We buy a Ute

We just bought ourselves a ute. The ute is the archetypal Australian vehicle if ever there was one. Real Aussies drive utes. While it is true that you can buy a flat-bed pickup in other countries, I doubt that anywhere outside of Australia can you equip your farm vehicle with alloy racing wheels, metallic fliptone paint jobs, lowered suspension, superchargers and turbos, or fully race-spec V8 engines. Holden (GM) and Ford even sell them fully tricked up from new, and ute racing is an enormous part of the racing calendar.

Holden Maloo
Holden Maloo

Some people like to add lots of lights, aerials and unfeasibly large bullbars (known here as roo-bars).

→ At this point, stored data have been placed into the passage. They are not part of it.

PR #1107, opened 2022-01-26
Fix 1104 performance regression

### LINKED ISSUE #1104: [0.20] performance regression repo_state in hot-path
after fixing #1102 another smaller one got visible:

Screenshot 2022-01-26 at 00 27 42

obviously we need to cache the `repo_state`

extrawurst:
closes #1104


extrawurst:
Screenshot 2022-01-26 at 09 52 20

much better

PR #1124, opened 2022-02-02
generic popup stacking solution

### LINKED ISSUE #846: popup back button history

extrawurst:
closes #846 

- [x] blame popup can be returned to
- [x] revision-files can be returned to (+file selection?)
- [x] inspect-commit can be returned to
- [x] file-history can be returned to (+selection)
- [x] commit-compare can be returned to

### DIFF
--- a/filetreelist/src/filetree.rs
+++ b/filetreelist/src/filetree.rs
@@ -54,6 +54,11 @@ impl FileTree {
 	}
 
 	///
+	pub const fn selection(&self) -> Option<usize> {
+		self.selection
+	}
+
+	///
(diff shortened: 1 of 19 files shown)


extrawurst:
Screenflick Movie 35

PR #1170, opened 2022-03-09
switch focus to index after staging last file

### LINKED ISSUE #1169: auto switch focus when staging all
after staging the last item we are supposed to switch to the staging area automatically to be quickly able to commit.
this works the other way around from empty-staging-to-workdir:

Screenflick Movie 44

extrawurst:
closes #1169


extrawurst:
not an ideal solution, see code comment

PR #1183, opened 2022-03-31
Sort fuzzy_matcher results based on score

mark2185:
It changes the following:
- exact matches have a higher priority and are placed first in the results

I followed the checklist:
- [ ] I added unittests

Can you give me some pointers regarding how to test this?

I tested it manually, previously by searching files with the pattern `gif` (in the `gitui` repo), results such as `github/FUNDING.yml` were above the ones actually containing `gif` in its name.


extrawurst:
good catch! don't you want to add something to the changelog?

mark2185:
> good catch! don't you want to add something to the changelog?

Sure do! Added an entry under `Fixed`.

extrawurst:
Thanks for this contribution 🥳

PR #1201, opened 2022-04-20
Fix - stashlist removes marked commit IDs from state after stash drop

lightsnowball:
This Pull Request fixes issue related to dropping multiple stashes (no issue number as far as I can tell). Once we drop marked stash, GitUI's state becomes invalid and the user is not able to drop/pop stash anymore. The scenario is covered in the gif below (after dropping, there remains 1 stash commit in the marked commits state).

gitui

It changes the following:
Fixes the described problem.

I followed the checklist:
- [ ] I added unittests

I'll add unittests (not sure how should I test it tbh) and changelog later if this fix makes sense.


extrawurst:
thanks for discovering the bug, your solution to fix it was way too complicated for me to understand. please don't take this personally and use the opportunity to check how I fixed it in https://github.com/extrawurst/gitui/pull/1207

PR #1250, opened 2022-07-05
Allow to scroll diffs horizontally

### LINKED ISSUE #1017: Allow to scroll diffs horizontally
Sometimes there are diffs that a longer then console allows. It would be nice to have some kind of horizontal scroll to view whole diff. 
image

First idea how to make it - allow scroll horizontally when right arrow button pressed in diff view. When left arrow pressed - reset horizontal scroll and change focus to changed/staged. It could be not really ergonomic in some cases since diff view resets.

Second idea - allow to reorder panels and make staged and unstaged stand side-by-side on top part and diff on the most of the bottom part of the console. The bad in this case - we need either divide vertical scrolling with buttons other then up/down arrow or make complicated jump keys to change focus back to file panels.

M1cha:
This Pull Request fixes/closes #1017.

This is a simple implementation that works really well according to my testing.

It may need some improvements like an UI indicator for both the current column and the keymap.
We should talk about that as part of this PR.

One issue that I've found:
It is hard to use keyrepeat on the `left` key to scroll to the beginning without leaving the diff because starting from column 0 the key suddenly has a different meaning and jumps all the way back up.
A solution would be to provide separate keymaps for scrolling.

I followed the checklist:
- [ ] I added unittests

### DIFF
--- a/CHANGELOG.md
+++ b/CHANGELOG.md
@@ -28,6 +28,7 @@ and this project adheres to [Semantic Versioning](https://semver.org/spec/v2.0.0
 * switch focus to index after staging last file ([#1169](https://github.com/extrawurst/gitui/pull/1169))
 * fix stashlist multi marking not updated after dropping ([#1207](https://github.com/extrawurst/gitui/pull/1207))
 * exact matches have a higher priority and are placed to the top of the list when fuzzily finding files ([#1183](https://github.com/extrawurst/gitui/pull/1183))
+* support horizontal scrolling in diff view ([#1017](https://github.com/extrawurst/gitui/issues/1017))
 
 ## [0.20.1] - 2021-01-26
 
--- a/src/components/blame_file.rs
+++ b/src/components/blame_file.rs
@@ -123,6 +123,7 @@ impl DrawableComponent for BlameFileComponent {
 				//
 				// https://github.com/fdehau/tui-rs/issues/448
 				table_state.selected().unwrap_or(0),
+				ui::Orientation::Vertical,
 			);
 
 			self.table_state.set(table_state);
--- a/src/components/commitlist.rs
+++ b/src/components/commitlist.rs
@@ -7,7 +7,7 @@ use crate::{
 	keys::SharedKeyConfig,
 	strings::{self, symbol},
 	ui::style::{SharedTheme, Theme},
-	ui::{calc_scroll_top, draw_scrollbar},
+	ui::{calc_scroll_top, draw_scrollbar, Orientation},
 };
 use anyhow::Result;
 use asyncgit::sync::{CommitId, Tags};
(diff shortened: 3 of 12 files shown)


extrawurst:
looks nice! lets paint a scrollbar only as long as `scroll` is not `0`

M1cha:
I'm not sure if that's the best way since you might still wanna scroll vertically while being scrolled horizontally and still see where in the document you you are.

extrawurst:
Don’t know what the horizontal scrolling has to do with it

M1cha:
well you can scroll both directions at the same time and while being scrolled horizontally I'd still like to know where I am vertically.

extrawurst:
Still no idea why we worry about the existing scrollbar (vertical).
For the horizontal Scrollbar I would try to not convolute the view as long as we did not start scrolling to the right.

M1cha:
I've implemented a scroll bar :) A few things:
- it's using the vertical bar symbol. that looks a little weird but I couldn't find a better one
- calculating the longest line is not yet correct. 1) I'd have to convert tabs to spaces (again) before doing the calculation, but also, it only accounts for text, not for any meta data. I tried asking the span list for the longest line but that seems to trip on the selection which always has the full width. any ideas?

extrawurst:
looks like a good start. but yeah it definitely misses the correct max-scroll pos. I did not have time to check the code yet. you can go for what ever solution as long as it is accurate and cache the result if it is potentially expensive (it would scale with the length of the diff) as long as the diff is not updated

extrawurst:
are you still going to work on this?

cruessler:
@extrawurst, @M1cha I have a few relatively minor changes locally that address the issues I have found so far, but I don’t have push access to this PR. I can open a separate PR from my fork and link to this one there. Is that ok?

[cruessler/diff-horizontal-scroll](https://github.com/cruessler/gitui/tree/diff-horizontal-scroll)

M1cha:
that'd make sense. btw the longest_line calculation was insane. It's better to either use for loops like this:
```rust
self.longest_line = 0;
if let Some(diff) = self.diff.as_ref() {
	for hunk in &diff.hunks {
		for line in &hunk.lines {
			self.longest_line = self.longest_line.max(line.content.len());
		}
	}
}
```

or something a little more functional:
```rust
self.longest_line = self
	.diff
	.iter()
	.flat_map(|diff| diff.hunks.iter())
	.flat_map(|hunk| hunk.lines.iter())
	.map(|line| line.content.len())
	.max()
	.unwrap_or(0);
```

I pulled these snippets out of old chats with co-workers about this and didn't verify if those solutions still match what's currently on my branch.

cruessler:
@M1cha Thanks for the hint, I was able to incorporate your suggestion into the new PR!

extrawurst:
closed in favour of #1327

Ford ute with 'tray back' and, er, country bits
Ford ute with ‘tray back’ and, er, country bits

Ours doesn’t look like that, though. Ours is a twenty year old Toyota that has spent its entire life chugging around on a rural property, carrying water from the dam to the farmhouse. In this way, it has somehow clocked up an astonishing half a million kilometres, and accumulated an interesting selection of minor dents, some of which have been repaired with household gloss paint.

Toyota Hilux Twin-Cab
Toyota Hilux Twin-Cab

The windows were described by the vendor as ‘manual’, in that to open and close them you put your hand against the glass and push. The radio doesn/t work very well, but it really doesn’t matter because you’d be most unlikely to hear it over the transmission whine anyway. Still, its just what we need to ferry heavy bits and pieces to and from the boat. So why mention it here? Well, I just wanted to say that it is such a pleasure to have a car that you actually have to drive, rather than allowing a bunch of electronics do it all for you. You point the bonnet in the direction that you want it to go, put it into gear, and press the accelerator. If you want to drive with the lights on, then you switch them on. When it rains, you can decide when your windscreen wipers come on, and how fast they move. If you come to a hill, you can change down, or not, depending on your mood. When you need to stop, then it is up to you to decide how hard to push the brake pedal in order to stop without locking the wheels up. If you want to turn a tight corner, then you have to use upper body strength to move the steering wheel around.

It is absolutely brilliant. Bronwyn and I fight over whose turn it is to drive.